It has been estimated that approximately 15000 to 20000 hours are required to train a surgeon. However, several time-constrains imposed globally have significantly reduced training time in the Operating Room (OR) posing a significant challenge for surgical educators and creating an impetus for the development of new educational methods. Since August 2005, all medical graduates in the United Kingdom must enter a 2 year postgraduate programme prior to commencing training in their chosen medical or surgical specialty.
What is the problem?
Despite this two-year programme being a good introduction to duties as a doctor there have been some concerns that the trainees do not gain significant experience in surgical procedures leading to reduced confidence. Which can make transition from a second year postgraduate (Foundation) doctor (PGY2) to a surgical resident particular difficult. To gain more experience a large number of doctors undertaking additional posts, which are not part of the recognised training scheme, in the UK and abroad, or roles such as anatomy demonstrators, in order to broaden their skills and relevant knowledge prior to progressing to surgical training.
What have we done?
We propose a multi-specialty surgical, simulation embedded course, designed for and addressed strictly to PGY2 doctors due to commence their surgical training in the UK. The course comprised of procedures and skills in general surgery, urology, trauma and orthopaedics and plastic surgery. The curriculum was developed by teams of experts, based on their clinical experience of what a junior surgical resident will be asked to do during the first year of their core surgical training and the national surgical training curriculum (ISCP).We used pretest-posttest design to assess improvement in (a) knowledge through multiple choice question test and (b) confidence level in procedures. The participants were twenty-three PGY2 doctors, fourteen males, nine females, who were scheduled to commence surgical residency within 3 months from the course. Participants were divided in to 4 groups and the course director assigned 6 participants to each group (urology, general surgery, plastic surgery and orthopaedics). Skills included urology (suprapubic catheterisation, flexible cystoscopy, circumcision [synthetic models] and scrotal exploration on animal models), plastic surgery (burns management, skin closure and hand fracture fixation [synthetic model], Orthopaedics (Thomas splint application, knee injection and aspiration [synthetic model], plastering, plating long bone fractures[synthetic models] and reducing shoulder dislocation) and general surgery (hand sewn bowel anastomosis, ileostomy, serosal tear repair and laparoscopic appendicectomy [animal model]). Each session was 4 hours long and included an introduction, followed by essential procedures in the specialty with debriefing. All participants rotated through each specialty in 2 days. Four months after the completion of the course the confidence levels for the same procedures were assessed in the same way.Nineteen residents of similar training level, who did not participate in the course, were randomly selected and asked to score their confidence, using a similar questionnaire. The results from participants and non-participants were compared with each other in order to assess for medium term retainement of the immediate impact of the course.

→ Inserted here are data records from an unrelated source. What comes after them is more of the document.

PR #325, opened 2025-12-06
Allows adding and editing post flairs on piefed.

olorin99:
Can add post flairs when creating a post on piefed. Moderators or the post creator can also edit flairs via the context menu.

### DIFF
--- a/lib/src/models/post.dart
+++ b/lib/src/models/post.dart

What lessons were learned?
Confidence in performing all the taught surgical skills was significantly improved after the completion of the course between participants and non-participants of the same training level four months after the completion of the course. Multiple Choice Question scores were also significantly improved after the completion of the course.
Discussion
Although the effect of single specialty courses involving medical students, on confidence and knowledge are well documented- however, there is a paucity of such evidence for post-graduate training. The current study demonstrates that a multi-specialty surgical course is feasible. It is also indicative that such a course can increase participants’ confidence in performing surgical procedures as well as related practical knowledge. Furthermore, it is likely that participants retain confidence for several months after the course and are more self-assured when compared to their peers who have not undertaken a surgical “hands on” course. The results of the current study are in accordance with similar studies, single specialties performed both with the participation of pre-graduates- and post-graduate, doctors. Previous studies used similar methodology as our study with pre and post simulation assessments, in their vast majority utilising a questionnaire/survey as the assessment tool (all but cardiac surgery)., ,Despite this course being conducted to facilitate doctors commencing their surgical training in the UK, it may be relevant for other healthcare systems as time constrictions and reducd, training opportunities are imposed in several countries. Furthermore, public intolerance to error (Intolerance of error and culture of blame drive medical excess) and drive to increase patient-safety, makes the employment of simulation training in surgery imperative. These are concepts that apply globally, making this course relevant outside the UK. Existing courses for surgical trainees in the early stages of their training are somewhat less inclusive of surgical sub-specialties, however not to the degree of the course described here which is equally inclusive of four surgical sub-specialties. Additionally, the course ventures beyond basic surgical skills and teaches full surgical procedures.
Conclusions
A multi-specialty surgical course for intermediate experience residents is feasible and enhances residents’ confidence and theoretical knowledge. Transitioning from early years of postgraduate training to a surgical career in the United Kingdom (UK) can be facilitated with similar simulation embedded, “hands-on” courses.
Conflicts of Interest
The authors declare that they have no conflict of interest.